= Task inputs =
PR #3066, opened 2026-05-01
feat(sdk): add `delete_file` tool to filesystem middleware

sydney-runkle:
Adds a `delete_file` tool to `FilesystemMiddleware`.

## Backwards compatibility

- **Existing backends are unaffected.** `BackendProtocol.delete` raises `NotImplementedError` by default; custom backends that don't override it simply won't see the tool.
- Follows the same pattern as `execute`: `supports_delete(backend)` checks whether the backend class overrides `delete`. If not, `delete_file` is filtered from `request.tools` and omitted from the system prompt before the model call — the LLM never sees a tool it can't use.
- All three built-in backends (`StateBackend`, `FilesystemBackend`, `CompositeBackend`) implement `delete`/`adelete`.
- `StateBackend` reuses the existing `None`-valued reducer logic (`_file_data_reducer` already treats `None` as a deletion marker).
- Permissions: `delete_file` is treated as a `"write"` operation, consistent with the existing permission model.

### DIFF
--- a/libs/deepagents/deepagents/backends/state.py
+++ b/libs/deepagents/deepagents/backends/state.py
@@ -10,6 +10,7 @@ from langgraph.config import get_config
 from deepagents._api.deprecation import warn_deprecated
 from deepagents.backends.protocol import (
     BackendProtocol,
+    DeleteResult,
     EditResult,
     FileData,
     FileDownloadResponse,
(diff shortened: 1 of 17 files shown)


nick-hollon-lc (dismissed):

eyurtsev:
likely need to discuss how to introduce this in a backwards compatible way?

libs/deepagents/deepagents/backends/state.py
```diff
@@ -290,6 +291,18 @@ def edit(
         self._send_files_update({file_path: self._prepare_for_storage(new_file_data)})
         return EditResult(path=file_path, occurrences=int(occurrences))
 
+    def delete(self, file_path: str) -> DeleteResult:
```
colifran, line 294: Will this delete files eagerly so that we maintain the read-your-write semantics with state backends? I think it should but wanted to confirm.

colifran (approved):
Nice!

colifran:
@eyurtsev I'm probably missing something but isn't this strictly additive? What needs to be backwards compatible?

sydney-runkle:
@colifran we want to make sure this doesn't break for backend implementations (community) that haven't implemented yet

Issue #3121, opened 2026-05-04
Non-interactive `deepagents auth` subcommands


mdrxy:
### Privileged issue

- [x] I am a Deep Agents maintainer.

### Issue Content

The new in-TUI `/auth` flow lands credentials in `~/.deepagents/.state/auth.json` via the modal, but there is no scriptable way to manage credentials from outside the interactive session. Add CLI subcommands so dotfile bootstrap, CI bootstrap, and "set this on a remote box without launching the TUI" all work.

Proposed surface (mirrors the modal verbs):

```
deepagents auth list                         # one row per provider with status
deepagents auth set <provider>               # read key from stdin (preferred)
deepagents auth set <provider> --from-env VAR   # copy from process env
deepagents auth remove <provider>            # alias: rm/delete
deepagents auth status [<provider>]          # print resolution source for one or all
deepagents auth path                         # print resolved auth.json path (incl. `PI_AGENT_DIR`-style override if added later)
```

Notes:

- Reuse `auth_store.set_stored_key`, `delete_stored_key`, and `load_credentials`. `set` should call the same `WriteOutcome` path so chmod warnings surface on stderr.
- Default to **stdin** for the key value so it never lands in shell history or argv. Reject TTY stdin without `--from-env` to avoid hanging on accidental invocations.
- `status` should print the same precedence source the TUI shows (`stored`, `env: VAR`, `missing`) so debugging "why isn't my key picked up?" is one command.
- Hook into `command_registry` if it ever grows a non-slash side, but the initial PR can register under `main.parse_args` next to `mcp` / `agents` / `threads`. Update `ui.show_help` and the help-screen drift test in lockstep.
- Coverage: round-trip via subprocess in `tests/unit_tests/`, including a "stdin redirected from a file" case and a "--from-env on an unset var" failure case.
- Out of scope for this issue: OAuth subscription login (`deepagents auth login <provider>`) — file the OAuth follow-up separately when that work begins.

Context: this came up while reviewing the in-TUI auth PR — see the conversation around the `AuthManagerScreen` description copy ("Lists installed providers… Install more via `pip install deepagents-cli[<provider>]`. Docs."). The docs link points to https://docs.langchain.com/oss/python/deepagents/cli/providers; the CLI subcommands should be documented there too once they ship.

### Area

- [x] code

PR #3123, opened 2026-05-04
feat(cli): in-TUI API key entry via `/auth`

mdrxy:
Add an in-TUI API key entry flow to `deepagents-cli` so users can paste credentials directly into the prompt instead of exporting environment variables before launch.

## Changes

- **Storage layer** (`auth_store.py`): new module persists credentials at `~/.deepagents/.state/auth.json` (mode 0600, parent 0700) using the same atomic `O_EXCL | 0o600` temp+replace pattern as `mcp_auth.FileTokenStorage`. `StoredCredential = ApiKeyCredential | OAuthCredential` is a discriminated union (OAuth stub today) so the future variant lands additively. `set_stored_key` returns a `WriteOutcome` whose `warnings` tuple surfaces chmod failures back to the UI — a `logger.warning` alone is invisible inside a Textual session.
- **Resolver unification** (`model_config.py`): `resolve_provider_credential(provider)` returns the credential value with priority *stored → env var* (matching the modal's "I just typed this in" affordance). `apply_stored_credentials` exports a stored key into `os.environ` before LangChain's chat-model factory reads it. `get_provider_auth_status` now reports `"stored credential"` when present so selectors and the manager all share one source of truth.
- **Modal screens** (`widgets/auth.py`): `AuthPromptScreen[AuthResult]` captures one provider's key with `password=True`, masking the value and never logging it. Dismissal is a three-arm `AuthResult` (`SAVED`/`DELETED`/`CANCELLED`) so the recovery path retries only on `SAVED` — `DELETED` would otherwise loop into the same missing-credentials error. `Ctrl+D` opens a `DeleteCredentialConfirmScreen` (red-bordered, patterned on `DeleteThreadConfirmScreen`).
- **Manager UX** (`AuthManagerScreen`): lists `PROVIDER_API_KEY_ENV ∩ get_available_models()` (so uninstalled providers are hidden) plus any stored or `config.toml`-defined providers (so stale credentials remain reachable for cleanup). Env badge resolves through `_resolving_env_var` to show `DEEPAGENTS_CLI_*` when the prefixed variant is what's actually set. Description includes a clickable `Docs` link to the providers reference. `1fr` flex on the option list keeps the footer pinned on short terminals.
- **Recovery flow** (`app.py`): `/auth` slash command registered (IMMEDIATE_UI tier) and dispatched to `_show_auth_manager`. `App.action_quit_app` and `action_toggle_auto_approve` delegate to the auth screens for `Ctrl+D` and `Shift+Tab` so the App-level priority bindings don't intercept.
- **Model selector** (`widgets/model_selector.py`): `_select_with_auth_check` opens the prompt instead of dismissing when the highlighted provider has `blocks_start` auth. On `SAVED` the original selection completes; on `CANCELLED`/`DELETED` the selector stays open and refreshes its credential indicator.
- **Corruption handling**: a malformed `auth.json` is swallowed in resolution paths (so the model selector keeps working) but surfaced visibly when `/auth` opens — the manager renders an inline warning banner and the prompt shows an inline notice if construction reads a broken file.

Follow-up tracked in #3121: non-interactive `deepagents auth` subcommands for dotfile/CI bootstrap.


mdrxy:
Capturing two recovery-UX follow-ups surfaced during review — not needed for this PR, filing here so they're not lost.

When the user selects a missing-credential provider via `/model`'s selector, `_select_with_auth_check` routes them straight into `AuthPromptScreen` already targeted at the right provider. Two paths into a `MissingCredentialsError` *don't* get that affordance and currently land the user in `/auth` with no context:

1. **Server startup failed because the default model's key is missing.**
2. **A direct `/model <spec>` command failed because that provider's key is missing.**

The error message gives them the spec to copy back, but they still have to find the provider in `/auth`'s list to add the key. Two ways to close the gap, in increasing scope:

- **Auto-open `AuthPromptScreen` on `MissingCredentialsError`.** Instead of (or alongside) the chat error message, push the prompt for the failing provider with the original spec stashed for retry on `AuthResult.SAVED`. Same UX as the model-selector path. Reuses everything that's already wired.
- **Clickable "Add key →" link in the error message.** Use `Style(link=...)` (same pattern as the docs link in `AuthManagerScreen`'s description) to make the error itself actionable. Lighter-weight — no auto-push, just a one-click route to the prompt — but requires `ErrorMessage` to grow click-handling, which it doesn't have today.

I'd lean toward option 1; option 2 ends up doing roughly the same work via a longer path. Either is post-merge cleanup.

= Work instruction =
For every line above that holds the word "call", report the whole line.

= Answer box =
- Follows the same pattern as `execute`: `supports_delete(backend)` checks whether the backend class overrides `delete`. If not, `delete_file` is filtered from `request.tools` and omitted from the system prompt before the model call — the LLM never sees a tool it can't use.
- Reuse `auth_store.set_stored_key`, `delete_stored_key`, and `load_credentials`. `set` should call the same `WriteOutcome` path so chmod warnings surface on stderr.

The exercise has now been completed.